— Это мне удалось оторвать ее от книг. Единственная женщина, которой не надо заниматься зубрежкой, и то впала в панику. — Он довольно фамильярно похлопал Дорис по мягкому месту и добавил: — Дорогая, учти, что результат мозговой деятельности откладывается именно здесь.
Дорис быстро повернула голову и показала Лэму язык. Оба молодых человека не могли не улыбнуться при виде забавной гримасы. Но в быстром взгляде более старшего мужчины молодая женщина уловила совершенно непонятное ей осуждение, а может, даже и презрение.
Что она, собственно, такого сделала, чтобы вызвать подобное отношение к себе? — быстро промелькнуло в ее голове. Она решила проигнорировать эту явную наглость, хотя неудержимая злость разгоралась в глубине ее души.
— Позволь мне самой заботиться о размерах собственных бедер.
Голос Дорис прозвучал подчеркнуто сухо. Фамильярность Лэма легко объяснялась их давним знакомством, однако все равно была неприятна. Кроме того, Патрик дал ему команду «не спускать глаз с Дорис». Она терпела подобную ситуацию, поскольку в целом находила Лэма приятным компаньоном, во всяком случае, временами. А то и полезным, когда кто-либо из посторонних мужчин начинал оказывать ей слишком откровенные знаки внимания.
— Кстати, Патрик, ты не представил мне этого джентльмена.
Глаза Дорис требовательно уставились на пасынка.
— Я думал… Прости, дорогая. Это Брюс Кейпшоу, — произнес Патрик. — А это Дорис Ленокс. Пригласи Брюса в дом, Дорис, а я пока организую чай.
Дорис поняла, что Патрик не оценил неловкости ситуации. Она разочарованно посмотрела вслед его удаляющейся спине и с недовольным видом направилась к дому.
В Блэквуде никогда не было огромных комнат. А сейчас и вообще осталась только половина переживших время помещений прежнего особняка — центра большого поместья. Та часть дома, куда направлялась Дорис, относилась ко времени королевы Елизаветы и была великолепна. Обрамленные орнаментом из камня, схваченные свинцовыми решетками окна были распахнуты. Все запахи прелестного садика врывались в эти окна, наполняя дом неповторимым букетом ароматов, который только может создать природа. Комнату, куда они вошли, Дорис старалась блюсти в первозданном виде, отдавая ей ту любовь, которая когда-то служила живительной силой всего поместья.
Она понимала, что незнакомец может поморщить свой великолепный нос при виде стилизованных под старину занавесей в сочетании с оригинальной обивкой мебели.
Холодным кивком Дорис предложила Брюсу сесть в одно из кресел.
— Прошу прощения, я должна покинуть вас, чтобы переодеться.
Пальцы ее скользили по ткани купальника, а мысли крутились вокруг того выражения, которое появилось на лице гостя. В нем улавливалось некое неприятие всего, что его окружало, и ее раздражало это неизвестно откуда взявшееся у него право на подобное суждение. А может быть, ей только показалось? Тем более что он вдруг изрек, приподняв одну бровь, медленно и многозначительно:
— Не надо обо мне думать хуже, чем я есть на самом деле.
— Да уж… — неопределенно протянула женщина.
Она закусила нижнюю губу, останавливая таким образом возможный поток дальнейших критических замечаний. Этот человек нужен Патрику, напомнила она себе. Вовсе не обязательно, чтобы он нравился ей. Достаточно, чтобы просто не раздражал, хотя бы какое-то время.

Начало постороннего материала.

PR #1726, opened 2019-12-05
Remove duplicated "timeout" comment.

Brah0um:
I think the `timeout` term is duplicated. I just removed one form comment.


ruflin:
@Brah0um Thanks for the fix! Merged.

PR #1733, opened 2019-12-11
Update PHP Docs

thePanz:


lib/Elastica/Index.php
```diff
@@ -682,24 +642,19 @@ public function setSettings(array $data)
...
      * @param string       $path   Path to call
      * @param string       $method Rest method to use (GET, POST, DELETE, PUT)
-     * @param array|string $data   OPTIONAL Arguments as array or encoded string
-     * @param array        $query  OPTIONAL Query params
-     *
-     * @return Response Response object
+     * @param array|string $data   Arguments as array or encoded string
      */
-    public function request($path, $method, $data = [], array $query = [])
+    public function request($path, string $method, $data = [], array $queryParameters = []): Response
```
ruflin: I guess the first param is also a string?

lib/Elastica/Search.php
```diff
@@ -40,48 +40,41 @@ class Search
...
-    protected $_indices = [];
-
-    /**
-     * Array of types.
-     *
-     * @var array
+     * @var string[]
      */
-    protected $_types = [];
+    protected $indices = [];
```
ruflin: Be aware this part of the renaming could be seen as a breaking change as it is protected.

lib/Elastica/Search.php
```diff
@@ -163,73 +144,53 @@ public function setOptions(array $options)
...
     /**
-     * @param string $key
-     *
-     * @throws InvalidException
-     *
-     * @return bool
+     * @throws InvalidException If the given key is not a valid option
      */
-    protected function _validateOption($key)
+    private function validateOption(string $key): void
```
ruflin: change to private on purpose? I think it's fine just want to make sure it is on purpose?

lib/Elastica/SearchableInterface.php
```diff
@@ -26,30 +26,25 @@ interface SearchableInterface
      * }
      *
      * @param string|array|\Elastica\Query $query   Array with all query data inside or a Elastica\Query object
-     * @param null                         $options
-     * @param string                       $method  OPTIONAL Request method (use const's) (default = Request::POST)
-     *
-     * @return \Elastica\ResultSet with all results inside
+     * @param arra\                        $options
```
ruflin: arra\ ?

lib/Elastica/Index.php
thePanz: Fixed!

lib/Elastica/Search.php
thePanz: as v7.0 is not yet "released" this could be a good time for it :)

lib/Elastica/Search.php
thePanz: Moved back to "protected". I don't see why we would allow to extend from this class, tho

thePanz:
@ruflin yes, there were too many changes here. I reverted the `_` changes and the method's visibility.

lib/Elastica/SearchableInterface.php
```diff
@@ -26,30 +26,25 @@ interface SearchableInterface
...
+     * @param string                       $method Request method, see Request's constants
      *
      * @return int number of documents matching the query
      */
-    public function count($query = '', $method = Request::POST);
+    public function count($query = '', string $method = Request::POST);
 
     /**
      * @param \Elastica\Query|string $query
-     * @param array                  $options
```
deguif: int|array|null instead maybe as it is the same than for `search`?

lib/Elastica/SearchableInterface.php
```diff
@@ -26,30 +26,25 @@ interface SearchableInterface
      * }
      *
      * @param string|array|\Elastica\Query $query   Array with all query data inside or a Elastica\Query object
-     * @param null                         $options
-     * @param string                       $method  OPTIONAL Request method (use const's) (default = Request::POST)
-     *
-     * @return \Elastica\ResultSet with all results inside
+     * @param int|array                    $options Limit or associative array of options (option=>value)
```
deguif:
```suggestion
     * @param int|array|null                $options Limit or associative array of options (option=>value)
```

Not sure if we document when it can be null?

lib/Elastica/Search.php
```diff
@@ -40,26 +40,19 @@ class Search
     public const OPTION_SEARCH_IGNORE_UNAVAILABLE = 'ignore_unavailable';
 
     /**
-     * @var BuilderInterface
+     * @var BuilderInterface|null
      */
-    private $_builder;
+    private $builder;
```
deguif: What the strategy for this kind of renaming. Are we allowed to rename all private properties or as it's a new major version can we apply it to protected and public ones?

thePanz: @ruflin asked to have a new PR with the changes related to public/protected methods :)
Private ones should be fine, with the protected ones (and public too) I would change them before releasing the new major 7.0 release. wdyt?

lib/Elastica/SearchableInterface.php
thePanz: Hum, not really.
btw: I don't really like such mix of different types to be accepted by those methods... any inputs?

lib/Elastica/Search.php
deguif: Yes it would be nice to be consistent.

I have a big PR on https://github.com/FriendsOfSymfony/FOSElasticaBundle/pull/1569 for bringing support for elastica 7.x.
This Symfony bundle relies on some protected property like the `_name` of the Index class, so we have a room for changing that before publishing the GA release?

lib/Elastica/SearchableInterface.php
deguif: Allowing only array is possible, and removing support for the int?
But I'm not confident with the impact

lib/Elastica/Search.php
ruflin: Yes, timing before 7.0 GA seems to be good. Can we do this change potentially in an automated manner with the linter?

thePanz: IIRC the linter (php-cs-fixer) does not rename properties...

lib/Elastica/SearchableInterface.php
thePanz: on the same line: what do you think about the `string|array|AbstractQuery` on some methods? Should we be consistent and *only* allow object of AbstractQuery to be passed in?

ruflin:
I merged this one to have as many small changes as possible at the time. Please keep your above discussion going.

PR #1734, opened 2019-12-13
Fix handling of Search::OPTION_SEARCH_IGNORE_UNAVAILABLE inside Scroll

rattuscz:
I've encountered issue when using scroll combined with ignore_unavailable search option.

Scroll object sends all search options with secondary requests via scroll API, but those secondary don't allow all options.

This change simply adds another option that is managed by the Scroll object stores its state and removes it on the Scroll api requests except from initial one

### DIFF
--- a/CHANGELOG.md
+++ b/CHANGELOG.md
@@ -8,6 +8,8 @@ All notable changes to this project will be documented in this file based on the
 
 ### Bugfixes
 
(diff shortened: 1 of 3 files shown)


ruflin:
@rattuscz LGTM. Thanks for adding the functional tests 🎉

Issue #2827, opened 2022-11-24
Investigate non-determinstic failures in e2e


colin-axner:
## Summary

Occasionally the e2e's will fail [unexpectedly](https://github.com/cosmos/ibc-go/actions/runs/3530533337/jobs/5922676431). The behaviour appears to be non-determinstic and only occur around 5% of the time. It is unpredictable which test will fail. As we increase our reliance on the e2e's, we should also ensure we understand why this instances are failing and fix the issue if possible. [Here](https://github.com/cosmos/ibc-go/actions/runs/3530940914/jobs/5923576191) is another example of a different test failing which typically succeeds

If we make our e2e's [importable via a workflow](https://github.com/cosmos/ibc-go/issues/2501), it would be less than ideal if our tests randomly failed

____

#### For Admin Use

- [x] Not duplicate issue
- [x] Appropriate labels applied
- [ ] Appropriate contributors tagged/assigned

chatton:
I think the first link was an issue with the specific test [which  has been resolved](https://github.com/cosmos/ibc-go/pull/2858), however the second link is the real problem. The periodic network failures during set up. These are relatively consistent.

colin-axner:
Looking at this [failure](https://github.com/cosmos/ibc-go/actions/runs/4383152405/jobs/7673162930) with tm logs on debug as well as this [failure](https://github.com/cosmos/ibc-go/actions/runs/4378231603/jobs/7663140896), I noticed something really intersting. 

The failing node contains 38 or 39 instances of:
```
Inbound Peer rejected                        module=p2p err="auth failure: secret conn failed: proto: illegal wireType 7" numPeers=4
```

All other nodes have instances of:
```
D[2023-03-10|09:42:20.344] served RPC HTTP response                     module=rpc-server method=POST url=/ status=200 duration=0 remoteAddr=172.18.0.1:34828
```
while the failing node does not. 


It appears to me that the HTTP request to query the node status is somehow ending up on the p2p port, which tendermint then attempts to perform the secret handshake used for encrypted communication. Obviously the response expected back is an HTTP response and not a encoded public key, thus causing a failure. What I'm really not certain of is how this network routing failure is occurring? Is interchain test returning the p2p port on accident? Is docker to blame? Why do we see this issue so randomly? The depth of this sudoku puzzle continues...

colin-axner:
Opened an issue on [cometbft](https://github.com/cometbft/cometbft/issues/516)

[...]

PR #3234, opened 2023-03-02
fix: address non-deterministic e2e failures

colin-axner:
## Description

this is an attempt to fix the non-deterministic failures we are seeing on our e2e's. With the help of @chatton, we believe we solved an issue I was hitting locally where interchain test would accidentally retry executing a docker command on a container via a race condition. My interchain test fork just increases the timeout to make the race condition less likely. We think this may then be downstream affecting chain startup by a chain having a malformed config setup by accidentally having executed a command twice, but we aren't certain, so this just gives us a shot to see if this is the case or not

see https://github.com/colin-axner/interchaintest/commit/8516da44071163a620ede42096583834f834e846

From running CI first commit
**Passes: 4**
**Failures: 1**

From running CI second commit
**Passes: 1**
**Failures: 1**

Looking at the logs on the second failure, it seems 2 of the nodes just begin to stop and shut down. Maybe this is a resource issue, but I'm a bit confused why each node is able to do a clean shutdown without any abrupt errors?

ref: #2827 

```bash
type: commit message
```

---

write a little note why.

### DIFF
--- a/e2e/go.mod
+++ b/e2e/go.mod
@@ -234,3 +234,5 @@ replace (
 replace github.com/cosmos/ibc-go/v7 => ../
 
 replace github.com/gogo/protobuf => github.com/regen-network/protobuf v1.3.3-alpha.regen.1
+
+replace github.com/strangelove-ventures/interchaintest/v7 => github.com/colin-axner/interchaintest/v7 v7.0.0-20230302165704-8516da440711
--- a/e2e/go.mod
+++ b/e2e/go.mod
@@ -235,4 +235,4 @@ replace github.com/cosmos/ibc-go/v7 => ../
 
 replace github.com/gogo/protobuf => github.com/regen-network/protobuf v1.3.3-alpha.regen.1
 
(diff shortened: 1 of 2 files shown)


colin-axner:
Looks like there is still a [failure](https://github.com/cosmos/ibc-go/actions/runs/4316420981/jobs/7533777415). We should get the logs from the failing chain to see why the chain stopped running. 

As far as this fix goes https://github.com/colin-axner/interchaintest/commit/8516da44071163a620ede42096583834f834e846, I think probably we should try to reuse the existing context deadline rather than creating a new one with an arbitrary value. My understanding of why a timeout is used is in the case you never get a response from the server, in which case you'd want to timeout. This [case](https://github.com/colin-axner/interchaintest/blob/main/internal/dockerutil/startcontainer.go#L25) is handling the scenario when the request timed out, but the caller still has provided more time for the request attempt to go through. It's unclear to me if there is a scenario in which retrying a request should succeed? (which is why maybe we should change it to reuse the caller context deadline until we hit a scenario where it fails)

Женщина вспомнила, что все еще не сняла мокрый купальник. Но тут Брюс как-то резко наклонил голову, и в этом жесте проявилось скрытое нетерпение. С какой стати он так ведет себя, что ему, собственно, надо? Дорис подумала об этом не без удивления.
— Патрик говорит о вас только хорошее… просто как влюбленный. — Это было сказано с весьма значительной долей злой иронии. — Но он никогда не упоминал того факта, что вы входите в небольшое число удачливых женщин, которые раздетыми выглядят значительно привлекательнее… Должен признать, вы очень яркая женщина.
Произнося свои достаточно сомнительные, учитывая краткость их знакомства, комплименты, Брюс абсолютно игнорировал ее явное возмущение.
Дорис показалось, что она очутилась во власти настырного интервьюера, подвергающего ее настоящему допросу. Она чувствовала себя так, будто разговор шел уже достаточно долго, а она никак не могла собраться с мыслями и понять, о чем, собственно, речь. Напористость этого господина, даже когда он пытался придерживаться светского тона, настораживала и сильно нервировала. Старался ли он спровоцировать ее или это было его обычной манерой светской болтовни? На основании чего он присвоил себе право на подобную вседозволенность в беседе с женщиной, практически ему незнакомой, находясь в ее собственном доме?